• PROBLEM STATEMENT
Please copy out all the data. Every detail stays the same.

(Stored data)

PR #9618, opened 2024-01-21
Fix(StaticCanvas): Restrict and correct setDimensions typings.

asturur:
## Description

setDimensions can be used as:
```
canvas.setDimensions({
  width: '100%',
  height: 'auto',
}, { cssOnly: true });
```

When we want a responsive static canvas.
Current types have been restricted incorrectly to number only here: 
https://github.com/fabricjs/fabric.js/commit/41077213090b81c255d898a5dfbf94e2428e2317#diff-75d92bd48875f2c27e21818dc1794f3cfae0b91452086e34ce64fc09dc707e71L441


src/canvas/StaticCanvas.ts
```diff
@@ -45,10 +45,19 @@ import { staticCanvasDefaults } from './StaticCanvasOptions';
...
+ * Better try to restrict with types to avoid confusion.
+ */
+export type TCanvasSizeOptions =
+  | {
+      backstoreOnly?: true;
+      cssOnly?: false;
+    }
+  | {
+      backstoreOnly?: false;
+      cssOnly?: true;
```
ShaMan123, line 59:
```suggestion
  | {
      backstoreOnly?: true;
      cssOnly?: never;
    }
  | {
      backstoreOnly?: never;
      cssOnly?: true;
```

should be never or undefined, not sure

src/canvas/StaticCanvas.ts
```diff
@@ -323,14 +332,11 @@ export class StaticCanvas<
    * @param {Boolean}       [options.cssOnly=false]       Set the given dimensions only as css dimensions
    */
   setDimensions(
-    dimensions: Partial<TSize>,
-    { cssOnly = false, backstoreOnly = false }: TCanvasSizeOptions = {}
+    dimensions: Partial<TSize | CSSDimensions>,
+    options: TCanvasSizeOptions = {}
```
ShaMan123, line 336: question about this
What happens if I pass a css dimension string with option cssOnly = false?

I think we should change the second arg to be a string option or merge it into the first arg.
`setOnly?: 'css' | 'backstore'`

ShaMan123: Or better off 
```
css?: boolean = true,
backstore?: boolean = true,
```

OR add
```
cssWidth?: whatever,
cssHeight?: whatever,
```

ShaMan123 (commented):
I never knew this was an option
Curious to see how it works with window resizing

src/canvas/StaticCanvas.ts
ShaMan123: I prefer the last, explicit and clear

```
width: number,
height: number,
cssWidth?: whatever,
cssHeight?: whatever,
```

src/canvas/StaticCanvas.ts
asturur: i tried this, it gets angry.  false is still a valid option you could pass, the important is that you don't do the double true.

src/canvas/StaticCanvas.ts
asturur: yes with 4 width/height would be nice, but would be another breaking change.
Let's have this as a fix of the current situation and i ll open a different PR with the breaking change

asturur:
> I never knew this was an option Curious to see how it works with window resizing

i was doing this https://tapto-designer.netlify.app/ and with the window resize event and setDimensions it was too laggy and also too many react issue with the resize observer, so i decided to go with the CSS and i noticed i wasn't possible anymore because of TS ( but worked if forced ).

If you have a bunch of jpegs on your pc ( like 10 or more ) you can load them with add files ( is all local, data goes nowhere ) and you ll get a canvas per jpeg. Then you can resize the window and you will see is pretty smooth

src/canvas/StaticCanvas.ts
asturur: maybe i can just add cssWidth and cssHeight and deprecate the rest.

asturur: > What happens if I pass a css dimension string with option cssOnly = false?

This has been solved now with stricter typings

asturur:
cssWidth and cssHeight are probably the way to go, and a specific PR should refactor the code around to make that possible

src/canvas/StaticCanvas.ts
```diff
@@ -322,15 +347,21 @@ export class StaticCanvas<
...
+    dimensions: Partial<TSize | CSSDimensions>,
+    options?: TCanvasSizeOptions
   ) {
-    this._setDimensionsImpl(dimensions, {
-      cssOnly,
-      backstoreOnly,
-    });
-    if (!cssOnly) {
+    this._setDimensionsImpl(dimensions, options);
+    if (options && !options.cssOnly) {
```
ShaMan123, line 364: @asturur  this is a regressions
if no options are passed the canvas does not render

ShaMan123: Quoting: A typings PR should be only a typings PR

asturur: @ShaMan123 you are using snarky comments since yesterday.
I don't like that.
This PR has been extensively looked by me and you and a bug slipped in.
It was a typing pr indeed, no logic was meant to change

asturur: And the PR is titled as fix() and includes the word typings is not that i wrote `chore(TS)` and changed the code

• ANSWER TO THIS PROBLEM
PR #9618, opened 2024-01-21
Fix(StaticCanvas): Restrict and correct setDimensions typings.

asturur:
## Description

setDimensions can be used as:
```
canvas.setDimensions({
  width: '100%',
  height: 'auto',
}, { cssOnly: true });
```

When we want a responsive static canvas.
Current types have been restricted incorrectly to number only here: 
https://github.com/fabricjs/fabric.js/commit/41077213090b81c255d898a5dfbf94e2428e2317#diff-75d92bd48875f2c27e21818dc1794f3cfae0b91452086e34ce64fc09dc707e71L441


src/canvas/StaticCanvas.ts
```diff
@@ -45,10 +45,19 @@ import { staticCanvasDefaults } from './StaticCanvasOptions';
...
+ * Better try to restrict with types to avoid confusion.
+ */
+export type TCanvasSizeOptions =
+  | {
+      backstoreOnly?: true;
+      cssOnly?: false;
+    }
+  | {
+      backstoreOnly?: false;
+      cssOnly?: true;
```
ShaMan123, line 59:
```suggestion
  | {
      backstoreOnly?: true;
      cssOnly?: never;
    }
  | {
      backstoreOnly?: never;
      cssOnly?: true;
```

should be never or undefined, not sure

src/canvas/StaticCanvas.ts
```diff
@@ -323,14 +332,11 @@ export class StaticCanvas<
    * @param {Boolean}       [options.cssOnly=false]       Set the given dimensions only as css dimensions
    */
   setDimensions(
-    dimensions: Partial<TSize>,
-    { cssOnly = false, backstoreOnly = false }: TCanvasSizeOptions = {}
+    dimensions: Partial<TSize | CSSDimensions>,
+    options: TCanvasSizeOptions = {}
```
ShaMan123, line 336: question about this
What happens if I pass a css dimension string with option cssOnly = false?

I think we should change the second arg to be a string option or merge it into the first arg.
`setOnly?: 'css' | 'backstore'`

ShaMan123: Or better off 
```
css?: boolean = true,
backstore?: boolean = true,
```

OR add
```
cssWidth?: whatever,
cssHeight?: whatever,
```

ShaMan123 (commented):
I never knew this was an option
Curious to see how it works with window resizing

src/canvas/StaticCanvas.ts
ShaMan123: I prefer the last, explicit and clear

```
width: number,
height: number,
cssWidth?: whatever,
cssHeight?: whatever,
```

src/canvas/StaticCanvas.ts
asturur: i tried this, it gets angry.  false is still a valid option you could pass, the important is that you don't do the double true.

src/canvas/StaticCanvas.ts
asturur: yes with 4 width/height would be nice, but would be another breaking change.
Let's have this as a fix of the current situation and i ll open a different PR with the breaking change

asturur:
> I never knew this was an option Curious to see how it works with window resizing

i was doing this https://tapto-designer.netlify.app/ and with the window resize event and setDimensions it was too laggy and also too many react issue with the resize observer, so i decided to go with the CSS and i noticed i wasn't possible anymore because of TS ( but worked if forced ).

If you have a bunch of jpegs on your pc ( like 10 or more ) you can load them with add files ( is all local, data goes nowhere ) and you ll get a canvas per jpeg. Then you can resize the window and you will see is pretty smooth

src/canvas/StaticCanvas.ts
asturur: maybe i can just add cssWidth and cssHeight and deprecate the rest.

asturur: > What happens if I pass a css dimension string with option cssOnly = false?

This has been solved now with stricter typings

asturur:
cssWidth and cssHeight are probably the way to go, and a specific PR should refactor the code around to make that possible

src/canvas/StaticCanvas.ts
```diff
@@ -322,15 +347,21 @@ export class StaticCanvas<
...
+    dimensions: Partial<TSize | CSSDimensions>,
+    options?: TCanvasSizeOptions
   ) {
-    this._setDimensionsImpl(dimensions, {
-      cssOnly,
-      backstoreOnly,
-    });
-    if (!cssOnly) {
+    this._setDimensionsImpl(dimensions, options);
+    if (options && !options.cssOnly) {
```
ShaMan123, line 364: @asturur  this is a regressions
if no options are passed the canvas does not render

ShaMan123: Quoting: A typings PR should be only a typings PR

asturur: @ShaMan123 you are using snarky comments since yesterday.
I don't like that.
This PR has been extensively looked by me and you and a bug slipped in.
It was a typing pr indeed, no logic was meant to change

asturur: And the PR is titled as fix() and includes the word typings is not that i wrote `chore(TS)` and changed the code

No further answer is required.